Weakening, ballooning, and bursting of blood vessels can cause blood to leak into the brain with serious or fatal consequences. Cerebral aneurysms—bulging of arteries at weak spots—occur in 5–8% of the general population. Over a quarter of patients who have a hemorrhagic stroke die before reaching the hospital. Accurate prediction of hemorrhagic strokes that occur due to ruptured cerebral aneurysms depends on reliable mathematical models that analyze images from advanced medical scans.
Recently, Indian scientists have developed a patient-specific mathematical model to examine morphological parameters of aneurysms that influence rupture risk prior to surgery. The study was published in the journal Physics of Fluids. The authors developed high-fidelity, computational fluid dynamics (CFD) simulations based on patient CT (computed tomography) scans that predict blood flow parameters in aneurysms.

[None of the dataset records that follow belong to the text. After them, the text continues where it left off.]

PR #29282, opened 2021-03-17
Validate expr with check keyword in call stmt

chiranSachintha:
Fix the issue mentioned in https://github.com/ballerina-platform/ballerina-lang/issues/28769#issuecomment-791130489 also.

Fixes #28769 

## Check List 
- [ ] Read the [Contributing Guide](https://github.com/ballerina-platform/ballerina-lang/blob/master/CONTRIBUTING.md)
- [ ] Updated Change Log
- [ ] Checked Tooling Support (#<Issue Number>)
- [ ] Added necessary tests
  - [ ] Unit Tests
  - [ ] Spec Conformance Tests
  - [ ] Integration Tests
  - [ ] Ballerina By Example Tests
- [ ] Increased Test Coverage   
- [ ] Added necessary documentation  
  - [ ] API documentation 
  - [ ] Module documentation in Module.md files
  - [ ] Ballerina By Examples

PR #34180, opened 2021-12-07
Improve `call-stmt` recovery for partially written `method-call-expr`

### LINKED ISSUE #34104: VSCode suggestions for streams did not appear with check statement
**Description:**
When I tried to iterate a stream, the following suggestions were given correctly when I only used stream without `check`.

Screenshot 2021-12-02 at 14 36 16

However, when I tried the same with a `check` statement, I didn’t give the previously given suggestions.

Screenshot 2021-12-02 at 14 36 38

**Steps to reproduce:**

Follow the aforementioned steps.

**Affected Versions:**
- Ballerina Swan Lake Beta 05
- VSCode Ballerina plugin `v2.1.1`
- VSCode version: 1.62.3
- macOS

lochana-chathura:
## Purpose
$subject.

Fixes #34104 

## Approach
N/A

## Samples
N/A

## Remarks
N/A

## Check List 
- [ ] Updated Change Log
- [x] Added necessary tests
  - [x] Unit Tests
  - [ ] Spec Conformance Tests
  - [ ] Integration Tests
- [ ] Increased Test Coverage   
  - [ ] API documentation 
  - [ ] Ballerina By Examples


compiler/ballerina-parser/src/main/java/io/ballerina/compiler/internal/parser/BallerinaParser.java
```diff
@@ -8787,23 +8787,32 @@ private STNode validateCallExpression(STNode callExpr) {
...
+            funcOrMethodCall = STNodeFactory.createMethodCallExpressionNode(fieldAccessExpr.expression,
+                    fieldAccessExpr.dotToken, fieldAccessExpr.fieldName, openParenToken, arguments, closeParenToken);
+            funcOrMethodCall = SyntaxErrors.addDiagnostic(funcOrMethodCall,
+                    DiagnosticErrorCode.ERROR_INVALID_EXPRESSION_EXPECTED_CALL_EXPRESSION);
+        } else if (expr.kind == SyntaxKind.SIMPLE_NAME_REFERENCE || expr.kind == SyntaxKind.QUALIFIED_NAME_REFERENCE) {
+            STNode funcName = SyntaxErrors.addDiagnostic(expr,
                     DiagnosticErrorCode.ERROR_INVALID_EXPRESSION_EXPECTED_CALL_EXPRESSION);
+            funcOrMethodCall = STNodeFactory.createFunctionCallExpressionNode(funcName, openParenToken, arguments,
+                    closeParenToken);
         } else {
```
rdulmina, line 8806: There can be other cases that we have to special case like this if we r following this method. Instead of this can we create `INVALID_EXPRESSION_STATEMENT` for invalid call statements which are valid check expressions so that it will also provide `Create variable assignment` code action?

malinthar (commented):
LGTM!

compiler/ballerina-parser/src/main/java/io/ballerina/compiler/internal/parser/BallerinaParser.java
lochana-chathura: IIRC, the reason we limited `call-stmt` to `function-call` and `method-call` was to avoid complications at compiler phases. (Introduced with #29282) So the tree has to have either a function-call or method-call node. Looping @chiranSachintha 

On the other hand if we consider `a()`, `a:b()`, `b.c()` only simple-name-ref, qualified-name-ref and field-access can be in the partially written state. 

For the create variable code action with `check-expr` in other `expr` scenarios we may have to consider this diagnostics separately.

lochana-chathura: Created this issue #34200

rdulmina (approved):

PR #34189, opened 2021-12-07
Improve performance of map langlib functions

### LINKED ISSUE #34128: Reducing a map performance worsens as the map gets bigger
**Description:**
Reducing a map (i.e. `(map<int>).reduce()`) decreases in performance as the size of map increases.

**Steps to reproduce:**

Build and run the following:

```
    map<int> m = {};

    foreach int i in 0 ..< 60000 {
        m[i.toString()] = i;
    }

    int sum = m.reduce(function (int carry, int value) returns int {
        return carry + value;
    }, 0);

    io:println(sum);
}
```

On my machine (Intel Core i7-1165G7) running this takes 20.44 seconds (as measured with `time java -jar demo.jar`)

For comparison, consider the following equivalent:
```
    map<int> m = {};

    foreach int i in 0 ..< 60000 {
        m[i.toString()] = i;
    }

    int sum = 0;
    foreach int j in m {
        sum += j;
    }
    
    io:println(sum);
}
```

This runs in 1.78 seconds (again, measured with `time java -jar demo.jar`), ~ 1 tenth of the `.map` speed.

The behaviour gets increasingly worse as 60000 is increased to higher values.
For example, with 100000 it takes 164.08 seconds, while the `foreach` variant requires only 2.21 seconds.

**Affected Versions:**

Swan Lake Beta 5

Linux: Fedora 34 (Linux fedora 5.15.5-100.fc34.x86_64 #1 SMP Fri Nov 26 00:52:21 UTC 2021 x86_64 x86_64 x86_64 GNU/Linux)

openjdk 11.0.13 2021-10-19
OpenJDK Runtime Environment 18.9 (build 11.0.13+8)
OpenJDK 64-Bit Server VM 18.9 (build 11.0.13+8, mixed mode, sharing)

N/A

N/A

N/A

HindujaB:
## Purpose
$subject 
Fixes #34128 

## Approach
The map langlib implementation uses `map.getKeys()` API to retrieve keys of a map. In most of the cases, this is called   per iteration of the map members, which is redundant. 
The `getKeys()` method contains the `Collections.toArray()` java method call which causes the performance impact.
This PR fixes it by removing the `getKeys()` call for each map member and improve the `getKeys()` implementation. 

CPU profiling of the sample code, shows the following hotspots.

performance

## Samples
```ballerina
import ballerina/io;

    map<int> m = {};

    foreach int i in 0 ..< 60000 {
        m[i.toString()] = i;
    }

    int sum = m.reduce(function(int carry, int value) returns int {
        return carry + value;
    }, 0);

    io:println(sum);
}
```
## Check List 
- [ ] Updated Change Log
- [ ] Added necessary tests
  - [ ] Unit Tests
  - [ ] Spec Conformance Tests
  - [ ] Integration Tests
- [ ] Increased Test Coverage   
  - [ ] API documentation 
  - [ ] Ballerina By Examples


HindujaB:
The results of runtime performance tests :
| Method    | Beta 5 - runtime (s) | After fix - runtime (s) |
|-----------|----------------------|-------------------------|
| reduce()  |               63.643 |                   0.697 |
| filter()  |                57.38 |                   0.684 |
| foreach() |               48.597 |                   0.669 |
| map()     |               96.004 |                   0.667 |

rpkamp:
FWIW it seems this altered the behavior of the methods changed. 

Before the change one could push elements onto whatever you were looping and they would be considered too. Now only the keys that were there when the loop began are considered. 

Not sure if that's good or bad, but it is different.

PR #34192, opened 2021-12-07
Fix handling integer overflows in `lang.int:sum` function

### LINKED ISSUE #32603: Inconsistent behavior with  `lang.int:sum`  when the sum leads to an integer overflow
**Description:**
$title

**Steps to reproduce:**
```ballerina
import ballerina/io;
public function main() {
    int a1 = -9223372036854775805;

    int a2 = a1.sum(-1, -3);
    io:println(a2); // prints 9223372036854775807

    int a3 = -9223372036854775805 + (-1) + (-3); // panics with int range overflow
}
```
```ballerina
import ballerina/io;
public function main() {
    int a1 = 9223372036854775805;

    int a2 = a1.sum(1, 2);
    io:println(a2); // prints -9223372036854775808

    a2 = 9223372036854775805 + 1 + 2; // panics with int range overflow
}
```
**Affected Versions:**
slbeta2

lasinicl:
## Purpose
$title

Fixes #32603

## Check List 
- [ ] Updated Change Log
- [x] Added necessary tests
  - [x] Unit Tests
  - [ ] Spec Conformance Tests
  - [ ] Integration Tests
- [ ] Increased Test Coverage   
  - [ ] API documentation 
  - [ ] Ballerina By Examples


langlib/langlib-test/src/test/resources/test-src/intlib_test.bal
```diff
@@ -123,3 +123,113 @@ function testIntOverflow() {
     test:assertValueEqual("{ballerina/lang.int}NumberOverflow", err.message());
     test:assertValueEqual("int range overflow", <string>checkpanic err.detail()["message"]);
 }
+
+function testIntOverflowWithSum() {
+    int a1 = int:MIN_VALUE;
+    int|error result = trap a1.sum(-1);
```
HindujaB, line 129: Since, `a1.sum()` and `int:sum()` calls to the same internal function, checking for both cases for this fix can be redundant. Shall we have only one of these?

lasinicl: But it's two ways calling the same function right? I believe it's okay to have some tests with both.

HindujaB: Yeah. It's okay to have them both. +1
My concern is this fix is specific to the method implementation and the way of calling it does not get impacted.

lasinicl: We don't really have many tests covering the behavior of lang.int functions. That's why I decided to add tests for both. :)

langlib/lang.int/src/main/java/org/ballerinalang/langlib/integer/Sum.java
```diff
@@ -31,9 +39,14 @@
...
-        for (int i = 0; i < size; i++) {
-            sum += ns[i];
+        for (long n : ns) {
+            try {
+                sum = Math.addExact(sum, n);
+            } catch (ArithmeticException e) {
+                throw ErrorCreator.createError(getModulePrefixedReason(INT_LANG_LIB,
+                        BallerinaErrorReasons.NUMBER_OVERFLOW_ERROR_IDENTIFIER),
+                        BLangExceptionHelper.getErrorDetails(RuntimeErrors.INT_RANGE_OVERFLOW_ERROR));
+            }
```
MaryamZi, line 49: We are doing this instead of calling `io.ballerina.runtime.internal.MathUtils#addExact` because we need to use a different error message (previously reason), right? Shall we add a comment mentioning this?

Alternatively, wondering if we should introduce overloaded methods in `MathUtils` and `ErrorUtils` to accept the error message.

@warunalakshitha, thoughts please?

My concern is that this should be the same as the additive expression. While it's highly unlikely that the addition logic would change, it would be better to have the logic in a single place IMO.

langlib/langlib-test/src/test/resources/test-src/intlib_test.bal
MaryamZi: IMO when adding tests for langlib methods it is better to add tests for both ways of calling them. Sometimes we may come across issues with how the first argument is propagated/analyzed.

langlib/lang.int/src/main/java/org/ballerinalang/langlib/integer/Sum.java
warunalakshitha: +1

warunalakshitha: Also, check whether there are any other lang lib methods, that have duplicate logic. I think core logic should be inside runtime classes not in lang lib.

PR #907, opened 2025-12-23
feat(git): add git submodules support

mechanicalbot:
### Summary
- Add a GIT_CLONE_SUBMODULES option to clone/update submodules during repository checkout.
- Wire the option through webhook, poll, and init flows so private submodule repos can be fetched.

### Motivation
My deployments need secrets stored in a private submodule; cloning with submodules ensures those files are available at deploy time.


kimdre:
Thank you for your PR! :) I changed the submodule cloning to be enabled by default.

B. Jayanand Sudhir, MCh, a neurosurgeon at the Sree Chitra Tirunal Institute for Medical Sciences and Technology in Trivandrum and corresponding author of the study, said, “Since clinicians encounter these aneurysms at various growth stages, it motivated us to analyze internal carotid artery aneurysms. The current study is a sincere and systematic attempt to address the dynamics of blood flow at various stages to understand the initiation, progression, and rupture risk.”
“This was feasible due to the access we had to the national supercomputing cluster for performing the computational fluid dynamics-based simulations,” said co-author B.S.V. Patnaik, PhD, a professor of applied mechanics at the Indian Institute of Technology, Madras.
“The novelty of this work lies in close collaboration and amalgamation of expertise from clinical and engineering backgrounds,” said Sudhir. “The aneurysm models were of different shapes, which helped us build and understand the complexity of flow structures in multilobed cerebral aneurysms.”
Earlier studies noted the significant clinical correlation of several image-based morphological indicators such as aspect ratio (AR) and size ratio (SR) of the aneurysm with the rupture mechanism. AR is defined as the ratio of the height and the width of the neck of the aneurysm, whereas SR is the maximum aneurysm height divided by the mean vessel diameter of all branches associated with the aneurysm. Together, AR and SR describe the shape and size of the aneurysm. However, the effect of these parameters on the flow of blood within the aneurysm (hemodynamics) is not clear.
“We found that with an increase in AR and SR, the maximum value of wall shear stress (WSS) near the aneurysm neck is increased. Oscillatory shear index (OSI) and relative residence time (RRT) values are also increased with an increase in AR and SR,” the authors noted.
The authors also observed that an aneurysm with a multilobed structure shows complex flow, low WSS, and higher residence time over the secondary lobe. Turbulence and vorticity near the neck of the aneurysm also increased with increased AR and SR. The researchers noted that although laminar flow was considered in most earlier computational studies, turbulent flow modeling increases the accuracy of rupture prediction.
The accuracy of the prediction may be further improved by considering mechano-biological factors that determine the growth and rupture of aneurysms. In upcoming work, the authors intend to develop a user-friendly software that predicts the rupture risks of aneurysms, to help clinicians and neurosurgeons prioritize and manage high-risk patients.